Estalló Cambiemos en Córdoba y habrá dos listas radicales en mayo

Estalló Cambiemos en Córdoba y habrá dos listas radicales en mayo
Macri fracasó en su intento de encolumnar a la Alianza oficialista tras su candidato y ni siquiera consiguió que se pusieran de acuerdo para hacer una interna. Por lo tanto, Negri y Mestre competirán a gobernador en listas separadas. Schiaretti festeja.

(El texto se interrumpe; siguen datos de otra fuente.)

PR #2616, opened 2023-04-02
changed the annotation from javax to jakarta

Mohdcode:
i have made changes in all file in which I've changed the namespace  as it was mentioned for only annotation ->
 from javax.annotation to jakarta.annotation


brendandburns:
Unfortunately, all of this code is generated. If we want to make the switch we need to make it in the upstream code generator here: https://github.com/kubernetes-client/gen/blob/master/openapi/java.xml#L47 by adding a `javaxPackage` field and regenerating the code.

fwiw, this may not be as easy a "first issue" as I thought.

If you want, you can just send a PR for all of the references that are _not_ in the `kubernetes` directory. That code is hand-written and therefore a PR to switch them can just be merged.

Mohdcode:
sorry it didn't help.

PR #2617, opened 2023-04-03
tweak graceful shutdown of LeaderElector

maediy:
I'm going to update LeaderElector not to emit error logs while graceful shutdown.

I got the error log below when I restart an application using LeaderElector even if I gracefully shutdown it.
https://github.com/kubernetes-client/java/blob/39a29b92345698a91c8717776dbcc5ad4e7acf86/extended/src/main/java/io/kubernetes/client/extended/leaderelection/LeaderElector.java#L209

The reason is that executors were closed by `shutdownNow` method.
So I updated codes to use `shutdown` method instead and await termination for a while.


brendandburns:
cc @yue9944882

yue9944882 (commented):
/lgtm
/approve

PR #2623, opened 2023-04-07
Lobocode patch 1

lobocode:
This pull request includes a series of changes to address the issues and suggestions pointed out by the SonarLint analysis. Each change has been committed with an appropriate commit. These changes include improvements such as code simplification, use of Optional instead of null, more informative Javadoc tags, among others.

The refactoring of the findApiResourceByGroupVersionKind method involved creating a new HashMap to store API resources by their kind and group. This new map allows for faster lookup of resources during the method's execution, improving the overall performance. The previous implementation required iterating through all resources until a match was found, resulting in a slower search. The new implementation leverages the HashMap data structure, which provides faster access to resources by key. This refactoring improves the code's maintainability, readability, and efficiency.

### DIFF
--- a/util/src/main/java/io/kubernetes/client/util/ModelMapper.java
+++ b/util/src/main/java/io/kubernetes/client/util/ModelMapper.java
@@ -30,6 +30,7 @@ import java.util.concurrent.ConcurrentHashMap;
 import java.util.jar.JarEntry;
 import java.util.jar.JarFile;
 
+import org.apache.commons.lang3.tuple.ImmutablePair;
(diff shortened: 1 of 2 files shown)


brendandburns:
This PR looks like it overlaps with your other PR. Can you either separate them out, or we can wait until the other PR merges and then review this. Your call.

One thing about linting like this, I think it is only truly useful if we set it up in the CI/CD system so that we stay consistent going forward.

We'll need to take a look at SonarLint (which I don't have any experience with) and see if it makes sense to make it a permanent part of this project.

PR #2626, opened 2023-04-10
Use synchronization classes instead of Thread.sleep in test cases

tmrpavan:
Use synchronization classes instead of Thread.sleep in test cases

[Umbrella Issue] Many tests use Thread.sleep instead of synchronization primitives https://github.com/kubernetes-client/java/issues/1223

### DIFF
--- a/util/src/test/java/io/kubernetes/client/informer/cache/SharedProcessorTest.java
+++ b/util/src/test/java/io/kubernetes/client/informer/cache/SharedProcessorTest.java
@@ -12,16 +12,17 @@ limitations under the License.
 */
 package io.kubernetes.client.informer.cache;
 
-import static org.junit.Assert.*;
-
 import io.kubernetes.client.common.KubernetesObject;
 import io.kubernetes.client.informer.ResourceEventHandler;
 import io.kubernetes.client.openapi.models.V1ObjectMeta;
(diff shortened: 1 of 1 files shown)


tmrpavan:
@brendandburns  Can you review my PR

brendandburns:
In this context, I'm not sure that sleep is a problem. We need to wait for a period of time, but we expect to be interrupted. Adding the `lock.wait(10s)` instead of `sleep(10s)` doesn't really change the expectation of an interrupt and I don't think it makes this test less flaky.

You could, in theory, make this test less flaky by blocking the thread until just before shutdown is called, and _then_ waiting for a period of time to get interrupted by shutdown, but I don't think it's worth it.

brendandburns:
(oh and many thanks for taking on these type of PRs, they're generally useful and hard to get contributions, so thanks! it's just that this one may not be quite as useful as others)

tmrpavan:
@brendandburns Thanks for your comments. I will work on this

tmrpavan:
@brendandburns Can you please review this PR

brendandburns:
I don't think that this change is really any different than the code that is already there. I think in this case, Thread.sleep(...) is actually the right thing to do in this test.

Let me know if I'm missing something.

Thanks!

PR #2628, opened 2023-04-10
Lobocode refactor02

lobocode:
In this WebSocketStreamHandler refactored version, I extracted several methods to break down the complexity of the original write() method. Each method has a specific responsibility, making the code easier to understand and maintain. 

 I've wrapped the waiting logic inside a while loop that checks whether the WebSocketStreamHandler.this.socket is still null. This change ensures that the method handles spurious wakeups correctly.  I've used computeIfAbsent() to create and return a new WebSocketOutputStream if the key (stream) is not present in the output map. If the key is already present, the method returns the corresponding value.   I've wrapped the waiting logic inside a while loop that checks whether the state is still State.UNINITIALIZED. This ensures that the method handles spurious wakeups correctly, as recommended by the documentation. Additionally, I've added Thread.currentThread().interrupt(); to set the interrupt status of the current thread before re-throwing the InterruptedException. This ensures that the interruption is not ignored and can be properly handled by the caller.

 I've added Thread.currentThread().interrupt(); to set the interrupt status of the current thread when the InterruptedException is caught. Additionally, I've thrown an IOException with a message indicating that the flush operation was interrupted. This ensures that the interruption is not ignored and can be properly handled by the caller.

This some changes to the findHomeDir() function in ClientBuilder class to make it easier to read and work with. The code has been split into smaller methods which are easier to understand and maintain. This is super important because when code gets too complex it can be really hard to test and fix when things go wrong. By making the findHomeDir() function less complicated, we can improve the overall quality of the code and make it more reliable in the long run.

And refactored code in KubeConfig class in the getCredentials() method to improve its readability, maintainability and reduce its complexity. Replaced nested if-statements with early returns and used guard clauses to simplify the code flow. Also extracted the nested credentialsViaExecCredential method for better readability and maintainability

### DIFF
--- a/util/src/main/java/io/kubernetes/client/util/ClientBuilder.java
+++ b/util/src/main/java/io/kubernetes/client/util/ClientBuilder.java
@@ -175,26 +175,39 @@ public class ClientBuilder {
         return config;
       }
     }
-    if (System.getProperty("os.name").toLowerCase().startsWith("windows")) {
-      String homeDrive = System.getenv("HOMEDRIVE");
-      String homePath = System.getenv("HOMEPATH");
-      if (homeDrive != null
-          && homeDrive.length() > 0
-          && homePath != null
-          && homePath.length() > 0) {
-        File homeDir = new File(new File(homeDrive), homePath);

Se rompió Cambiemos Córdoba. Mario Negri y Ramón Mestre no competirán en una interna el 17 de marzo, sino que se presentarán cada uno por separado y le dejarán allanado así el camino al gobernador peronista Juan Schiaretti les saque ventaja el 12 de mayo.
 
Ayer el aliado de Negri, Luis Juez, retiró a su partido de la alianza Cambiemos y anunció que se presentaría a intendente de Córdoba sin competir previamente con los radicales. En la Casa Rosada, se reunió la Mesa Nacional de Cambiemos que firmó un documento en el que instaron a todos a hacer un esfuerzo por la unidad y dejaron librado a cada partido la estrategia en caso de que no se llegue a un acuerdo, que ya nadie ve posible.
 
La interna de Cambiemos en Córdoba fue escalando semana a semana con denuncias de fraude, con impugnaciones judiciales por la elección interna presentadas por el sector de Negri (ayer debía resolver la jueza electoral Marta Vidal, pero al retirarse una de las partes de la interna lo que decidiera se volvía abstracto) y sin acuerdo de cómo dirimir las candidaturas.
 
La Casa Rosada apoya a la lista de Negri, que hace dupla con el macrista Héctor "Coneja" Baldassi como vice, y jugó una y otra vez para bajar a Mestre, que ya había depuesto su candidatura en 2015. Esta vez no se movió.
 
Los integrantes de la Coalición Cívica insistieron con la necesidad de no romper Cambiemos, pero plantearon -en sintonía con Negri- que la interna ya no era posible. Insistieron con que el candidato es Negri y que debía bajarse Mestre como "un gesto de humidad y generosidad".
 
Los radicales llevaron la postura de Negri, que al no ser posible la interna iban a competir ambos por separado. Desde el macrismo esa posibilidad cerraba poco, pero al no haber otra alternativa parecían ya estar resignados a que ocurra y se dedicaban a intentar salvaguardar el sello de Cambiemos para las elecciones nacionales, donde hace cuatro años los votos de Córdoba fueron cruciales para Macri.
 
Al final del encuentro, suscribieron un documento en el que instaron a mantener la unidad, pese a que todos ya saben que no será posible. Como el cierre de listas es el miércoles, las chances son muy bajas. Lo más probable es que Negri inscriba su fórmula usando la estructura de partidos provinciales y que lo acompañen el PRO, la Coalición Cívica y Juez. Y que Mestre compita por el radicalismo.
 
Por lo pronto, tanto Negri como Juez ya retiraron sus precandidaturas de la interna de  Cambiemos y Juez se inscribió ante la Justicia electoral con lista propia. Para Negri, esto implica que nadie podrá usar el sello Cambiemos en las elecciones provinciales de Córdoba. En cambio, Mestre sí tiene la voluntad de ser el candidato de la alianza y viene argumentando que si los otros se bajaron él es el candidato del espacio.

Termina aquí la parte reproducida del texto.